=== Begin Enclosure ===
PR #732, opened 2022-10-21
Enable edge functions to work on newer local Supabase Versions

travjenkins:
**Description:**
We want to use jspm because when it bundles non-es module libraries it uses Node polyfills instead of esm's use of Deno STD polyfills.

Also - there are some formatting changes because I saved the file and my LSP kicked in.

**Workflow steps:**

Start up edge functions with any recent version of Supabase

None

**Notes for reviewers:**

This feels so weird as a fix for the problem and I also still do not know exactly what happened in 1.4.7 that messed stuff up. I looked at the change (https://github.com/supabase/cli/compare/v1.4.6...v1.4.7) and could not see anything that would cause an issue. The version of Deno was already locked so it should not be that.

On version 1.4.6 and before we were good.
On version 1.4.7 we get an error like this:
```
...
...
truncated
...
...
TS2345 [ERROR]: Argument of type '"SOA"' is not assignable to parameter of type 'RecordType'.
    this.#query(name, "SOA").then(({ code, ret }) => {
                      ~~~~~
    at https://deno.land/std@0.153.0/node/internal_binding/cares_wrap.ts:451:23

TS2694 [ERROR]: Namespace 'Deno' has no exported member 'SOARecord'.
          ret[0] as Deno.SOARecord;
                         ~~~~~~~~~
    at https://deno.land/std@0.153.0/node/internal_binding/cares_wrap.ts:456:26

TS2339 [ERROR]: Property 'reason' does not exist on type 'Event'.
          throw event.reason;
                      ~~~~~~
    at https://deno.land/std@0.153.0/node/process.ts:290:23

TS2339 [ERROR]: Property 'reason' does not exist on type 'Event'.
        uncaughtExceptionHandler(event.reason, "unhandledRejection");
                                       ~~~~~~
    at https://deno.land/std@0.153.0/node/process.ts:294:40

TS2339 [ERROR]: Property 'reason' does not exist on type 'Event'.
      process.emit("unhandledRejection", event.reason, event.promise);
                                               ~~~~~~
    at https://deno.land/std@0.153.0/node/process.ts:299:48

TS2339 [ERROR]: Property 'promise' does not exist on type 'Event'.
      process.emit("unhandledRejection", event.reason, event.promise);
                                                             ~~~~~~~
    at https://deno.land/std@0.153.0/node/process.ts:299:62

TS2339 [ERROR]: Property 'error' does not exist on type 'Event'.
      uncaughtExceptionHandler(event.error, "uncaughtException");
                                     ~~~~~
    at https://deno.land/std@0.153.0/node/process.ts:307:38

Found 23 errors.
```

- - -
This change is [Reviewable](https://reviewable.io/reviews/estuary/flow/732)

### DIFF
--- a/supabase/functions/oauth/access-token.ts
+++ b/supabase/functions/oauth/access-token.ts
@@ -1,113 +1,114 @@
-import { serve } from "https://deno.land/std@0.131.0/http/server.ts";
-import { createClient } from "https://esm.sh/@supabase/supabase-js";
-import Handlebars from "https://esm.sh/handlebars";
-import jsonpointer from "https://esm.sh/jsonpointer.js";
-import { returnPostgresError, handlebarsHelpers } from "../_shared/helpers.ts";
-import { corsHeaders } from "../_shared/cors.ts";
-import { supabaseClient } from "../_shared/supabaseClient.ts";
+import { serve } from 'https://deno.land/std@0.131.0/http/server.ts';
+import { createClient } from 'https://esm.sh/@supabase/supabase-js';
+import HandlebarsJS from 'https://dev.jspm.io/handlebars@4.7.6';
+import jsonpointer from 'https://esm.sh/jsonpointer.js';
+import { returnPostgresError, handlebarsHelpers } from '../_shared/helpers.ts';
+import { corsHeaders } from '../_shared/cors.ts';
+import { supabaseClient } from '../_shared/supabaseClient.ts';
 
 interface OauthSettings {
-  oauth2_client_id: string,
-  oauth2_client_secret: string,
-  oauth2_injected_values: any,
-  oauth2_spec: any
+    oauth2_client_id: string;
+    oauth2_client_secret: string;
+    oauth2_injected_values: any;
+    oauth2_spec: any;
 }
 
 export async function accessToken(req: Record<string, any>) {
-  const { state, config, redirect_uri, ...params } = req;
-  Handlebars.registerHelper(handlebarsHelpers);
+    const { state, config, redirect_uri, ...params } = req;
+    (HandlebarsJS as any).registerHelper(handlebarsHelpers);
 
-  const decodedState = JSON.parse(atob(state));
-  const { connector_id } = decodedState;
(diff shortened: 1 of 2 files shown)


supabase/functions/oauth/access-token.ts
```diff
@@ -1,113 +1,114 @@
-import { serve } from "https://deno.land/std@0.131.0/http/server.ts";
-import { createClient } from "https://esm.sh/@supabase/supabase-js";
-import Handlebars from "https://esm.sh/handlebars";
-import jsonpointer from "https://esm.sh/jsonpointer.js";
-import { returnPostgresError, handlebarsHelpers } from "../_shared/helpers.ts";
-import { corsHeaders } from "../_shared/cors.ts";
-import { supabaseClient } from "../_shared/supabaseClient.ts";
+import { serve } from 'https://deno.land/std@0.131.0/http/server.ts';
+import { createClient } from 'https://esm.sh/@supabase/supabase-js';
+import HandlebarsJS from 'https://dev.jspm.io/handlebars@4.7.6';
```
travjenkins, line 3: This is the main change here. We want to import from jspm

supabase/functions/oauth/access-token.ts
```diff
@@ -1,113 +1,114 @@
...
-  let headers = {};
-  if (oauth2_spec.accessTokenHeaders) {
-    const headersTemplate = Handlebars.compile(
-      JSON.stringify(oauth2_spec.accessTokenHeaders)
-    );
-    headers = JSON.parse(
-      headersTemplate({
-        redirect_uri,
+    const { state, config, redirect_uri, ...params } = req;
+    (HandlebarsJS as any).registerHelper(handlebarsHelpers);
```
travjenkins, line 18: This is the other change through the code. We want to write `(HandlebarsJS as any)` to prevent typing issues. This approach was taken from the libraries that "ported" Handlebars to Deno: https://github.com/alosaur/handlebars/blob/master/mod.ts

mdibaiee (approved):
Thanks Travis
=== End Enclosure ===
Task to carry out =
Restate the whole listing exactly.

Result =
PR #732, opened 2022-10-21
Enable edge functions to work on newer local Supabase Versions

travjenkins:
**Description:**
We want to use jspm because when it bundles non-es module libraries it uses Node polyfills instead of esm's use of Deno STD polyfills.

Also - there are some formatting changes because I saved the file and my LSP kicked in.

**Workflow steps:**

Start up edge functions with any recent version of Supabase

None

**Notes for reviewers:**

This feels so weird as a fix for the problem and I also still do not know exactly what happened in 1.4.7 that messed stuff up. I looked at the change (https://github.com/supabase/cli/compare/v1.4.6...v1.4.7) and could not see anything that would cause an issue. The version of Deno was already locked so it should not be that.

On version 1.4.6 and before we were good.
On version 1.4.7 we get an error like this:
```
...
...
truncated
...
...
TS2345 [ERROR]: Argument of type '"SOA"' is not assignable to parameter of type 'RecordType'.
    this.#query(name, "SOA").then(({ code, ret }) => {
                      ~~~~~
    at https://deno.land/std@0.153.0/node/internal_binding/cares_wrap.ts:451:23

TS2694 [ERROR]: Namespace 'Deno' has no exported member 'SOARecord'.
          ret[0] as Deno.SOARecord;
                         ~~~~~~~~~
    at https://deno.land/std@0.153.0/node/internal_binding/cares_wrap.ts:456:26

TS2339 [ERROR]: Property 'reason' does not exist on type 'Event'.
          throw event.reason;
                      ~~~~~~
    at https://deno.land/std@0.153.0/node/process.ts:290:23

TS2339 [ERROR]: Property 'reason' does not exist on type 'Event'.
        uncaughtExceptionHandler(event.reason, "unhandledRejection");
                                       ~~~~~~
    at https://deno.land/std@0.153.0/node/process.ts:294:40

TS2339 [ERROR]: Property 'reason' does not exist on type 'Event'.
      process.emit("unhandledRejection", event.reason, event.promise);
                                               ~~~~~~
    at https://deno.land/std@0.153.0/node/process.ts:299:48

TS2339 [ERROR]: Property 'promise' does not exist on type 'Event'.
      process.emit("unhandledRejection", event.reason, event.promise);
                                                             ~~~~~~~
    at https://deno.land/std@0.153.0/node/process.ts:299:62

TS2339 [ERROR]: Property 'error' does not exist on type 'Event'.
      uncaughtExceptionHandler(event.error, "uncaughtException");
                                     ~~~~~
    at https://deno.land/std@0.153.0/node/process.ts:307:38

Found 23 errors.
```

- - -
This change is [Reviewable](https://reviewable.io/reviews/estuary/flow/732)

### DIFF
--- a/supabase/functions/oauth/access-token.ts
+++ b/supabase/functions/oauth/access-token.ts
@@ -1,113 +1,114 @@
-import { serve } from "https://deno.land/std@0.131.0/http/server.ts";
-import { createClient } from "https://esm.sh/@supabase/supabase-js";
-import Handlebars from "https://esm.sh/handlebars";
-import jsonpointer from "https://esm.sh/jsonpointer.js";
-import { returnPostgresError, handlebarsHelpers } from "../_shared/helpers.ts";
-import { corsHeaders } from "../_shared/cors.ts";
-import { supabaseClient } from "../_shared/supabaseClient.ts";
+import { serve } from 'https://deno.land/std@0.131.0/http/server.ts';
+import { createClient } from 'https://esm.sh/@supabase/supabase-js';
+import HandlebarsJS from 'https://dev.jspm.io/handlebars@4.7.6';
+import jsonpointer from 'https://esm.sh/jsonpointer.js';
+import { returnPostgresError, handlebarsHelpers } from '../_shared/helpers.ts';
+import { corsHeaders } from '../_shared/cors.ts';
+import { supabaseClient } from '../_shared/supabaseClient.ts';
 
 interface OauthSettings {
-  oauth2_client_id: string,
-  oauth2_client_secret: string,
-  oauth2_injected_values: any,
-  oauth2_spec: any
+    oauth2_client_id: string;
+    oauth2_client_secret: string;
+    oauth2_injected_values: any;
+    oauth2_spec: any;
 }
 
 export async function accessToken(req: Record<string, any>) {
-  const { state, config, redirect_uri, ...params } = req;
-  Handlebars.registerHelper(handlebarsHelpers);
+    const { state, config, redirect_uri, ...params } = req;
+    (HandlebarsJS as any).registerHelper(handlebarsHelpers);
 
-  const decodedState = JSON.parse(atob(state));
-  const { connector_id } = decodedState;
(diff shortened: 1 of 2 files shown)


supabase/functions/oauth/access-token.ts
```diff
@@ -1,113 +1,114 @@
-import { serve } from "https://deno.land/std@0.131.0/http/server.ts";
-import { createClient } from "https://esm.sh/@supabase/supabase-js";
-import Handlebars from "https://esm.sh/handlebars";
-import jsonpointer from "https://esm.sh/jsonpointer.js";
-import { returnPostgresError, handlebarsHelpers } from "../_shared/helpers.ts";
-import { corsHeaders } from "../_shared/cors.ts";
-import { supabaseClient } from "../_shared/supabaseClient.ts";
+import { serve } from 'https://deno.land/std@0.131.0/http/server.ts';
+import { createClient } from 'https://esm.sh/@supabase/supabase-js';
+import HandlebarsJS from 'https://dev.jspm.io/handlebars@4.7.6';
```
travjenkins, line 3: This is the main change here. We want to import from jspm

supabase/functions/oauth/access-token.ts
```diff
@@ -1,113 +1,114 @@
...
-  let headers = {};
-  if (oauth2_spec.accessTokenHeaders) {
-    const headersTemplate = Handlebars.compile(
-      JSON.stringify(oauth2_spec.accessTokenHeaders)
-    );
-    headers = JSON.parse(
-      headersTemplate({
-        redirect_uri,
+    const { state, config, redirect_uri, ...params } = req;
+    (HandlebarsJS as any).registerHelper(handlebarsHelpers);
```
travjenkins, line 18: This is the other change through the code. We want to write `(HandlebarsJS as any)` to prevent typing issues. This approach was taken from the libraries that "ported" Handlebars to Deno: https://github.com/alosaur/handlebars/blob/master/mod.ts

mdibaiee (approved):
Thanks Travis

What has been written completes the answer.